StadtRevue Archiv | Artikel

Ausgabe: 7.2017

Kategorie: Kunst
Stichwort: Wallraf-Richartz-Museum, Luise Straus-Ernst

Unheilvolle Früchte

Das Wallraf-Richartz-Museum erinnert an Luise Straus-Ernst


Die Ausstellung »Alte Kriegsdarstellungen — Graphik des 15. bis 18. Jahrhunderts« ist auf den ersten Blick eine Präsentation von Druckgrafiken aus der Sammlung des Wallraf-Richartz-Museums.
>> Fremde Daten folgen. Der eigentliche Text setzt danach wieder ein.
PR #1450, opened 2023-04-09
Discord replies no longer mention the user.

MrStonedOne:
I don't want this clogging up my mentions inbox (which i check for things i forgot to do) every time i do !tgs. and it will once there are 7 bots on tgs 5 and all 7 of them mention me every time I use a command.

There is no need to mention or ping the user for a response to a message they sent less than a second ago. 

The goal of a mention is to alert the user there is a message they might want to see, but in this case, they kinda know, given they just sent the command.

I likey broke something given im using c# concepts i know nothing about 10 years after the last c# code i wrote.


tralezab:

Darunter ein Blatt aus der Serie »Schrecken des Krieges« (1632) von Jacques Callot: Wie »Unheilvolle Früchte«, so die Bildinschrift, hängen an einem Baum die Körper von gehängten Soldaten und Zivilisten, die im Dreißigjährigen Krieg aus der sozialen Ordnung gefallen und zu Bettlern und Dieben geworden waren.

 

Zugleich ist die Ausstellung die Rekonstruktion einer Schau, die vor hundert Jahren im WRM stattgefunden hat. Da war die anfangs verbreitete Begeisterung über den Beginn des Ersten Weltkriegs schon verrauscht. Und 2017 ist ebenfalls kein globales Friedensjahr. Darauf weist auch der zeitgenössische Beitrag hin, der das Rekonstruktionsprojekt an die Gegenwart anschließt: Die Künstlerin Louisa Clement arbeitet unter anderem mit Materialien, die bei der Vernichtung chemischer Kampfstoffe entstehen — ein Recycling ganz eigener Art.
Die Hauptfigur der Ausstellung ist jedoch ihre damalige Kuratorin:Die 1893 in Köln geborene Luise Straus. Als eine der ersten promovierten Kunsthistorikerinnen in Deutschland erhielt sie eine Stelle als »wissenschaftliche Hilfsarbeiterin« am WRM, war während des Krieges dessen kommissarische Leiterin und danach als freie Autorin und Vermittlerin für das Museum tätig. Seit Anfang der 20er Jahre schrieb sie als Journalistin für große Zeitungenwie die Neue Zürcher und war nicht zuletzt alleinerziehende Mutter des »Dadafex Minimus« Jimmy. Sein Vater, der Dada-Künstler Max Ernst (»Dadafex maximus«), mit dem sie seit 1918 verheiratet war, hatte 1922 in Paris ein neues Leben begonnen.

 

1933, als in Köln die Hakenkreuzfahnen gehisst wurden, verkündete der neu eingesetzte Museumsdirektor der Jüdin Luise Straus-Ernst das Ende ihrer Zusammenarbeit. Noch im gleichen Jahr ging sie ins Exil nach Paris, schrieb dort Alltagsreportagen und kleinere Erzählungen, flieht schließlich vor den Deportationen nach Südfrankreich. Luise Straus Ausreiseantrag in die USA wird abgelehnt. Ihre Autobiografie »Nomadengut«, die bewundernswert frei von Selbstmitleid und Ressentiment ist, verfasste sie kurz vor ihrer Deportation. 1944 wurde sie in Auschwitz ermordet.